Stability is essential, things like daily routines, sleep patterns, and stress management.

Which is why, Melki insists, the response cannot be individual alone. “Emotional regulation… is not just an individual responsibility, it’s a collective one. We need to support each other, maintain small daily routines, and create safe emotional spaces for those who are struggling.”

 

Living with Bipolar: Matt Rahi’s story

Matt Rahi, a patient living with bipolar disorder in Lebanon, shares a candid glimpse into the realities of life with the condition. For Matt, it took three to four years before he received a proper diagnosis from a psychiatrist capable of accurately identifying his condition. “It’s a very long process… with questionnaires and evaluations to really understand what’s going on. After that, the diagnosis takes place, which is another step,” he recounts.
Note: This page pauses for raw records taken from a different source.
PR #246, opened 2020-07-21
Use the hyphened --include-paths stancflag for 2.24+

### LINKED ISSUE #245: --include-paths warning in cmdstan 2.24
**Describe the bug**

Trying out cmdstan 2.24.0 rc1, I get the warning "--include_paths is deprecated. Please use --include-paths."

**To Reproduce**
First, install [cmdstan 2.24.0-rc1](https://github.com/stan-dev/cmdstan/releases/tag/v2.24.0-rc1)

Then:
```r
library(cmdstanr)
file <- file.path(cmdstan_path(), "examples", "bernoulli", "bernoulli.stan")
mod <- cmdstan_model(file, include_paths=".", force_recompile=TRUE)
#> Compiling Stan program...
#> --include_paths is deprecated. Please use --include-paths.
#> Then lots of compiler warnings, probably unrelated

```

**Expected behavior**
No `include_paths` warning.

**Operating system**
Ubuntu 20.04

**CmdStanR version number**
 0.0.0.9008 (e33e2b4)

**Additional context**
Minor request: it would be convenient if `include_paths` included the directory of the model file, as mentioned in https://github.com/stan-dev/cmdstanr/issues/59#issuecomment-549008393, but it's not a big deal.

rok-cesnovar:
#### Submission Checklist

- [x] Run unit tests

#### Summary

Cmdstan 2.24 deprecated --include_paths in favor of --include-paths. So we should use that. Fixes #245 

The issue also has a request: 
"It would be convenient if include_paths included the directory of the model file"

This PR does not address that. I am not sure what would be best there. I guess there might be situation where users don't want "." in include paths.

#### Copyright and Licensing

### DIFF
--- a/R/model.R
+++ b/R/model.R
@@ -454,7 +454,9 @@ compile_method <- function(quiet = TRUE,
     }
   }
   stancflags_val <- paste0("STANCFLAGS += ", stancflags_val, paste0(stanc_built_options, collapse = " "))
-  prepare_precompiled(cpp_options, quiet)
+  if (cmdstan_version() < "2.24") {
+    prepare_precompiled(cpp_options, quiet)
+  }
   run_log <- processx::run(
     command = make_cmd(),
     args = c(tmp_exe,
--- a/R/model.R
+++ b/R/model.R
@@ -428,8 +428,14 @@ compile_method <- function(quiet = TRUE,
     checkmate::assert_directory_exists(include_paths, access = "r")
     include_paths <- absolute_path(include_paths)
     include_paths <- paste0(include_paths, collapse = ",")
-    stancflags_val <- paste0(stancflags_val, " --include_paths=", include_paths, " ")
+    if (cmdstan_version() >= "2.24") {
+      include_paths_flag <- " --include-paths="
+    } else {
+      include_paths_flag <- " --include_paths="
+    }
+    stancflags_val <- paste0(stancflags_val, include_paths_flag, include_paths, " ")
   }
+
   if (!is.null(cpp_options$stan_opencl)) {
     stanc_options[["use-opencl"]] <- TRUE
   }
--- a/.github/workflows/R-CMD-check.yaml
+++ b/.github/workflows/R-CMD-check.yaml
@@ -71,7 +71,7 @@ jobs:
           remotes::install_cran("rcmdcheck")
           install.packages("posterior", repos = c("https://mc-stan.org/r-packages/", getOption("repos")), type="source")
           install.packages("cmdstanr", repos = c("https://mc-stan.org/r-packages/", getOption("repos")), type="source")
-          cmdstanr::install_cmdstan(cores = 2, overwrite = TRUE, release_url = "https://github.com/stan-dev/cmdstan/releases/download/v2.24.0-rc1/cmdstan-2.24.0-rc1.tar.gz")
+          cmdstanr::install_cmdstan(cores = 2, overwrite = TRUE, release_url = "https://github.com/stan-dev/cmdstan/releases/download/v2.24.0/cmdstan-2.24.0.tar.gz")
         shell: Rscript {0}
 
       - name: Session info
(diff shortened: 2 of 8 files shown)


jgabry:
> The issue also has a request:
> "It would be convenient if include_paths included the directory of the model file"
> 
> This PR does not address that. I am not sure what would be best there. I guess there might be situation where users don't want "." in include paths.

I think that most times they would want `"."` included but you're right that there could be cases where they don't. I'm not sure what to do about that either.

jgabry:
Also, should we update the tests to use the release candidate instead of the latest release?

rok-cesnovar:
> I'm not sure what to do about that either.

I think we could have the logic: "if no paths set use '.', else use whatever set". But that should be fixed at the stanc3 level.

> Also, should we update the tests to use the release candidate instead of the latest release?

Sure yeah. Will add that here.

jgabry:
Actually maybe `cmdstan_default_path()` should be changed to not remove release candidates when setting the default path? 

The way it is currently 

https://github.com/stan-dev/cmdstanr/blob/e33e2b46828c3c72cd1325d9e27caa2828d6a27e/R/path.R#L114-L115

it will ignore the RC if an earlier release is present and, more importantly, if only the RC is installed the path won't get set automatically at all, and that could lead to errors.

rok-cesnovar:
Yes, I agree. Just need to double check that if both X and X-rc are present it doesnt pickup the RC. Will fix tomorrow.

jgabry:
Ok cool, thanks!

jgabry:
@rok-cesnovar Do you know why the tests are failing or want help looking into it?

rok-cesnovar:
I think I do know, just haven't had the time to look into this. Will do today. Cmdstan 2.24 no longer needs the precompiled main.o as it now takes care of it, the test is however written in such a way that it expects. Should be a simple fix.

rok-cesnovar:
@jgabry fixed now. I left the tests for 2.23 in, though we could also delete them as I imagine we will always test with the latest cmdstan version, otherwise, it will become a maintenance burden.

R/model.R
```diff
@@ -448,7 +454,9 @@ compile_method <- function(quiet = TRUE,
     }
   }
   stancflags_val <- paste0("STANCFLAGS += ", stancflags_val, paste0(stanc_built_options, collapse = " "))
-  prepare_precompiled(cpp_options, quiet)
+  if (cmdstan_version() < "2.24") {
+    prepare_precompiled(cpp_options, quiet)
```
rok-cesnovar, line 458: We can leave the `prepare_precompiled` function in for now, but I would maybe remove it after a release cycle, so when 2.25 is out? What do you think?

This function just makes versions 2.23 and earlier a bit more user friendly, but everything still works even without it, though a bit more care needs to be taken when using the thread,mpi and opencl flags with it.

So the function will become more or less dead code once users move to 2.24.

rok-cesnovar:
Now using the freshly released 2.24 instead of the RC.

R/model.R
jgabry: Sure, that makes. Let's remove it once 2.25 comes out. Should we open an issue to remind ourselves?

jgabry:
Looks good!

> I think I do know, just haven't had the time to look into this.

Thanks, didn't mean to rush you! 

> I left the tests for 2.23 in, though we could also delete them as I imagine we will always test with the latest cmdstan version, otherwise, it will become a maintenance burden.

Yeah deleting them is fine. Do you want to do that before merging?

rok-cesnovar:
> Do you want to do that before merging?

Done. I also bumped the version, 0.0.0.9010 is now recommended for use with > 2.23.

jgabry:
Great, thanks! I assume the checks will pass but let's let them run and then we can merge.

rok-cesnovar:
Yes, lets wait. Also added the link to the new install instructions, so we can close https://github.com/stan-dev/cmdstanr/issues/248

jgabry:
Ok great thanks

jgabry:
Do the new install instructions replace the blog post we've been linking to, or do we need both?

rok-cesnovar:
The blog post probably no longer needs to be linked no.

Treatment, he emphasizes, is not straightforward.

The treatment plan was both medication and therapy. However, bipolar is different from case to case; not one medication works for everybody.
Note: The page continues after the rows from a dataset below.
PR #251, opened 2020-07-24
use read.csv if vroom fails

### LINKED ISSUE #249: Fall back to read.csv in case of a vroom error
Suggested by @maedoc

The idea in pseudocde is: 
```
try {
//read with vroom
} catch {
warning("There was an issue with reading the CSV file with vroom. Using the utils::read_csv")
// read entire file with read_csv
}
```

@jgabry something like this would do? Any suggestions on the message?

jgabry:
Fixes #249

#### Submission Checklist

- [x] Run unit tests

#### Summary

Uses `utils::read_csv()` if `vroom::vroom()` errors. Throws a warning asking users to report. 

#### Copyright and Licensing

**Columbia University**

### DIFF
--- a/R/read_csv.R
+++ b/R/read_csv.R
@@ -228,7 +228,9 @@ read_cmdstan_csv <- function(files,
     draws <- try(silent = TRUE, expr = {
       suppressWarnings(do.call(vroom::vroom, vroom_args))
     })
-    if (inherits(draws, "try-error")) {
+    if (!inherits(draws, "try-error")) {
+      draws <- draws[!is.na(draws$lp__), ]
+    } else {
       if (vroom_warnings == 0) { # only warn the first time instead of for every csv file
         warning(
           "Fast CSV reading with vroom::vroom() failed. Using utils::read.csv() instead. ",
@@ -241,8 +243,6 @@ read_cmdstan_csv <- function(files,
       draws <- utils::read.csv(output_file, comment.char = "#", skip = metadata$lines_to_skip)
       draws <- draws[, col_select]
     }
-    draws <- draws[!is.na(draws$lp__), ]
-
 
     if (nrow(draws) > 0) {
       if (metadata$method == "sample") {
--- a/R/read_csv.R
+++ b/R/read_csv.R
@@ -121,6 +121,8 @@ read_cmdstan_csv <- function(files,
   col_types <- NULL
   col_select <- NULL
   not_matching <- c()
+  vroom_warnings <- 0
+
   for (output_file in files) {
     if (is.null(metadata)) {
       metadata <- read_csv_metadata(output_file)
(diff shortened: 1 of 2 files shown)


R/read_csv.R
```diff
@@ -204,41 +206,44 @@ read_cmdstan_csv <- function(files,
       all_draws <- 1
     }
 
+    vroom_args <- list(
```
jgabry, line 209: In order to not have to do try() multiple times, make list of vroom arguments so we only need one call to vroom() in the code. previously we had separate calls depending on generated quantities or not.

R/read_csv.R
```diff
@@ -204,41 +206,44 @@ read_cmdstan_csv <- function(files,
...
-          n_max = all_draws * 2
+      vroom_args$col_types <- c("lp__" = "d")
+      vroom_args$n_max <- all_draws * 2
+    }
+
+    draws <- try(silent = TRUE, expr = {
+      suppressWarnings(do.call(vroom::vroom, vroom_args))
+    })
+    if (inherits(draws, "try-error")) {
+      if (vroom_warnings == 0) { # only warn the first time instead of for every csv file
```
jgabry, line 232: Checking that we haven't yet thrown the warning let's us warn once instead of repeating the warning every csv file

R/read_csv.R
```diff
@@ -204,41 +206,44 @@ read_cmdstan_csv <- function(files,
...
-          progress = FALSE,
-          skip = metadata$lines_to_skip,
-          n_max = all_draws * 2
+      vroom_args$col_types <- c("lp__" = "d")
+      vroom_args$n_max <- all_draws * 2
+    }
+
+    draws <- try(silent = TRUE, expr = {
+      suppressWarnings(do.call(vroom::vroom, vroom_args))
+    })
```
jgabry, line 230: Not sure how to add a unit test for this, so to verify the behavior you can temporarily change this to 

```r
draws <- try(silent = TRUE, expr = stop())
```

which will force it to error and you can verify that it successfully uses read.csv() instead and throws the warning.

R/read_csv.R
```diff
@@ -121,6 +121,8 @@ read_cmdstan_csv <- function(files,
   col_types <- NULL
   col_select <- NULL
   not_matching <- c()
+  vroom_warnings <- 0
```
jgabry, line 124: Keep track of whether we've thrown a warning so that we can avoid throwing it for every csv file. Once per call to read_cmdstan_csv() seems like enough.

R/read_csv.R
rok-cesnovar: Not sure how to make it error either. I think its fine without a test for now. If we think of something we can add it later.

jgabry:
I think I should have bumped the version number with this so we can tell if the user has this version. Are you ok if I do that now on master?

rok-cesnovar:
Yeah sure!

He highlights a common challenge for patients: “Sadly, some people withdraw because it’s not working, they think it’s not working and have a down episode again. Proper follow-up and commitment are essential… for chronic bipolar disorder, medications are usually lifelong.” Therapy, he adds, can eventually conclude, but by that stage, “you know yourself, your triggers, and can manage independently.”

Matt vividly describes the destabilizing impact of the disorder. “One word: destabilizing. It can destabilize your job, your relationships. Shifts happen automatically, without warning. Bipolar I comes with very manic episodes and depression, while bipolar II, which I have, involves smaller manic episodes. You might see hyperactivity, high energy, less sleep, but not extreme behavior, until you crash into depression. Life becomes unpredictable; nothing is stable.” This instability, he explains, can profoundly affect work and personal life: “You can lose a job if off medication or neglecting self-care… relationships can suffer, you might withdraw, leave people, or even distance from family. Mood swings can be extreme and destabilizing.”
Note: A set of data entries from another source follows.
Issue #240, opened 2020-07-03
Implement equivalent of model_pars and par_dims of stanfit from rstan


rok-cesnovar:
Running:

```r
fit <- cmdstanr_example("logistic")
rstanfit <- rstan::read_stan_csv(fit$output_files())
rstanfit@model_pars
rstanfit@par_dims
```
prints
```
> rstanfit@model_pars
[1] "alpha" "beta"  "lp__" 
> rstanfit@par_dims
$alpha
integer(0)

$beta
[1] 3

$lp__
integer(0)
```
Should we implement the equivalent of this? If yes, any name suggestions?

Or are there any plans to add this to posterior (like posterior::variables()). Retrieving dimensions and names of parameters/variables isn't Stan specific. I can also add this to posterior if it would be better to live there.

jgabry:
I agree this is useful information. I think some version of this could go in posterior but it's a little bit Stan-specific in that the dimension of `alpha` is `integer(0)` instead of `1` (to indicate a scalar instead of a 1-element vector or array). But that's a choice that RStan made to in some way match the Stan program. For posterior my first instinct is that `alpha` should have dimension `1` (but we should think about that and check with @paul-buerkner). 

And maybe we can combine `model_pars` and `par_dims` into a single function `variable_structure()` (or something like that) which takes a `draws` object as input and just returns the named list?

```
# assume the draws object has variables
# alpha, beta[1], beta[2], beta[3], Sigma[1,1], Sigma[1,2], Sigma[2,1], Sigma[2,1], lp__

> variable_structure(draws)
$alpha
[1] 1

$beta
[1] 3

$Sigma
[1] 2 2

$lp__
[1] 1
```

Paul will also probably have suggestions if you open an issue over at posterior.

jgabry:
Although maybe we should also add the equivalent of `model_pars` to `fit$metadata()`. Right now `fit$metadata()$model_pars` gives all element names, so we could add `fit$metadata()$model_pars_named` or something that only lists the unique non-element names.

rok-cesnovar:
> Although maybe we should also add the equivalent of `model_pars` to `fit$metadata()`. Right now `fit$metadata()$model_pars` gives all element names, so we could add `fit$metadata()$model_pars_named` or something that only lists the unique non-element names.

Agree. That also makes read_cmdstan_csv a more complete function standalone.

paul-buerkner:
[...]

PR #256, opened 2020-07-28
Return variable names and dimensions

rok-cesnovar:
#### Submission Checklist

- [x] Run unit tests

#### Summary

Attempt at fixing #240 

For now, this just returns the variable names and dimensions as part of metadata in read_cmdstan_csv. We should add it in fit, but not sure on the name.

Example:

```
> f <- cmdstanr_example("logistic", method = "sample")
> csv <- read_cmdstan_csv(f$output_files())
> f1$metadata$model_params_dims
$lp__
[1] 0

$alpha
[1] 0

$beta
[1] 3

> f1$metadata$model_params_named
[1] "lp__"  "alpha" "beta"
```

#### Copyright and Licensing


rok-cesnovar:
@jgabry we can hold off with this for after beta if you want. I am done for today, but if you have any feedback I can finish this tomorrow. 

Mostly want ideas for names. Does `metadata$model_params_dims` and `metadata$model_params_named` work?
Would fit$draws_dims() work? Or should this be a function on draws rather than a part of fit?

jgabry:
Ok cool thanks I'll take a look.

R/utils.R
```diff
@@ -326,3 +326,28 @@ matching_variables <- function(variable_filters, variables) {
...
+    var_names <- gsub("\\]", "", variable_names)
+    for(var in uniq_variable_names) {
+      pattern <- paste0(var, "\\[")
+      var_indices <- var_names[grep(pattern, var_names)]
+      var_indices <- gsub(pattern, "", var_indices)
+      if(length(var_indices)) {
+        var_indices <- strsplit(var_indices[length(var_indices)], ",")[[1]]
+        dims[[var]] <- as.numeric(var_indices)
+      } else {
+        dims[[var]] <- 0
```
jgabry, line 348: This is consistent with RStan, but what do you think about using 1 instead of 0 for a scalar real? I guess the question is whether we want to differentiate in R between the Stan types 

```
real alpha;
real alpha[1];
```

and I'm not sure if we do or don't. What do you think?

jgabry: I guess the question is what will people use this for?

tests/testthat/test-utils.R
```diff
@@ -128,3 +128,25 @@ test_that("cmdstan_make_local() works", {
...
+  expect_equal(variable_dims(vars), vars_dims)
+
+  vars <- c("c[1,1]", "c[1,2]", "c[1,3]", "c[2,1]", "c[2,2]", "c[2,3]", "b[1]", "b[2]", "b[3]", "b[4]")
+  vars_dims <- list(c = c(2,3), b = 4)
+  expect_equal(variable_dims(vars), vars_dims)
+
+  # wrong dimensions for descending order
+  vars <- c("c[1,1]", "c[1,2]", "c[1,3]", "c[2,3]", "c[2,2]", "c[2,1]", "b[4]", "b[2]", "b[3]", "b[1]")
+  vars_dims <- list(c = c(2,1), b = 1)
+  expect_equal(variable_dims(vars), vars_dims)
```
jgabry, line 151: What about throwing an error if the inputs are in the wrong order instead of testing that it does the expected incorrect behavior? Maybe just check that `all.equal(variable_names, sort(variable.names))` and if not throw an error?

R/read_csv.R
```diff
@@ -321,6 +321,9 @@ read_cmdstan_csv <- function(files,
   metadata$inv_metric <- NULL
   metadata$lines_to_skip <- NULL
   metadata$model_params <- repair_variable_names(metadata$model_params)
+  model_param_dims <- variable_dims(metadata$model_params)
+  metadata$model_params_dims <- model_param_dims
+  metadata$model_params_named <- names(model_param_dims)
```
jgabry, line 326: For the names what about using `metadata$variable_dims` and `metadata$variable_names`?

tests/testthat/test-utils.R
rok-cesnovar: I was trying to avoid the sort here, because params in the csv are always sorted correctly.

Though a sort even with 50k parameters is not going to be a huge bottleneck. If we are fine with sorting here, we can just sort descending and take the first element. Then there is no need to warn.

R/utils.R
rok-cesnovar: In R I think there is no difference so I do agree with just going with 1. 

The only reason for sticking with 0 is if this would be a problem for any packages looking into switchinh to cmdstanr. I dont have a good feeling if it would be.

R/read_csv.R
rok-cesnovar: And then matching fit$variable_dims()? That works for me.

jgabry: I'm ok with that, but I wonder if we need both `fit$metadata()` _and_ methods for accessing elements of `fit$metadata()`. Could we just tell the user to use `fit$metadata()$variable_dims` if they want it? That way we don't need to provide methods for accessing elements of the return object of other methods.  What do you think? I don't feel too strongly about it but worth considering before we add new methods.

tests/testthat/test-utils.R
jgabry: Yeah avoiding an unnecessary sort is always nice! I guess if there's really zero risk of having the input in the wrong order then I think it's fine to avoid the sort.

mitzimorris:
> Mostly want ideas for names. Does `metadata$model_params_dims` and `metadata$model_params_named` work?
> Would fit$draws_dims() work? Or should this be a function on draws rather than a part of fit?

hi, could we co-ordinate w/ CmdStanPy on names?  we went through this a while back - last thing I implemented there was https://github.com/stan-dev/cmdstanpy/pull/252 - called everything "stan_variable".

R/utils.R
jgabry: Yeah I guess that's possible, but probably unlikely. Since CmdStanR is new I think we should do what makes the most sense, which I think for an R users would be `1`.

jgabry:
Yes good point @mitzimorris!

jgabry:
@mitzimorris Does `stan_var_dims()` in CmdStanPy say that a variable 

```
real alpha
```

has dim 0 or 1?

R/utils.R
```diff
@@ -326,3 +326,36 @@ matching_variables <- function(variable_filters, variables) {
...
+#'
+variable_dims <- function(variable_names = NULL) {
+  if (is.null(variable_names)) {
+    return(NULL)
+  }
+  dims <- list()
+  uniq_variable_names <- unique(gsub("\\[.*\\]", "", variable_names))
+  var_names <- gsub("\\]", "", variable_names)
+  for (var in uniq_variable_names) {
+    pattern <- paste0("^", var, "\\[")
```
jgabry, line 350: @rok-cesnovar I added "^" because otherwise this line wouldn't work properly if there was a parameter `x[1]` _and_ another parameter `xx[1]`

jgabry:
@rok-cesnovar I pushed a few edits and I think this is ok now other than changing the names. Are you ok with changing to `"stan_variable"`, which is what @mitzimorris said CmdStanPy uses?

mitzimorris:
> @mitzimorris Does `stan_var_dims()` in CmdStanPy say that a variable
> 
> ```
> real alpha
> ```
> 
> has dim 0 or 1?

property `stan_var_dims` returns a Python `dict`  which maps
Stan program variable names to variable dimensions.
Scalar types have int value '1'.  Structured types have list of dims,
e.g.,  program variable ``vector[10] foo`` has entry ``('foo', [10])``.

given fit object `bernoulli_fit`, `stan_var_dims` returns  `{'theta': 1}`
given fit object `logistic_fit`,  `stan_var_dims` returns `{'beta': (2,)}`

R/read_csv.R
rok-cesnovar: Yes. I am fine with that. Good call.

rok-cesnovar:
@jgabry changed to stan_var_dims and stan_variables. Also added a few more tests. I think its good to go.

jgabry:
Looks good! This is good to go, just one super nitpicky thing (sorry!): I think it's slightly weird to use `stan_variables` but then use `stan_var_dims` instead of `stan_variable_dims`. I would prefer using either `stan_vars` and `stan_var_dims` or `stan_variables` and `stan_variable_dims`. I think I prefer the latter, but I'm fine either way, as long as it's consistent. @mitzimorris and @rok-cesnovar what do you think?

rok-cesnovar:
> I would prefer using either `stan_vars` and `stan_var_dims` or `stan_variables` and `stan_variable_dims`.

I agree. That annoyed me a bit as well to be honest but thought that was discussed and agreed on earlier. I prefer the verbose version as well.

mitzimorris:
agreed.  will change CmdStanPy accordingly.

rok-cesnovar:
@jgabry renamed. Good to merge?

jgabry:
Yeah looks good. Will merge now.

Matt also addresses misconceptions about the illness. “Many confuse it with borderline personality or daily mood swings. This is not about liking someone or a temporary mood fluctuation. Bipolar is chronic, affects brain chemistry, energy, and perception. It’s not moodiness. Imagine having the flu, then suddenly being the most energetic person, fluctuating every few weeks. Most of the time, it’s beyond control, especially early on or before diagnosis.”

Looking back on his journey, Matt offers a message of resilience and hope:

What you’re going through is extraordinary and challenging, but don’t let it define you. Eventually, you realize life is life, everyone has challenges, and this will no longer define your identity.

 

What this day is asking of us

World Bipolar Day asks for precision, in language, in listening, and in care. Precision in language means refusing the casual, diminishing use of the word. Precision in listening means taking seriously what people say about their own inner experience, without rushing to reframe it as weakness or drama. And precision in care means recognizing that stability is a practice, sustained by medication, therapy, community, and the slow work of self-knowledge.

Persistence, ordinary and extraordinary at once, is what millions of people with bipolar disorder do, quietly, every day. Today is a good day to notice.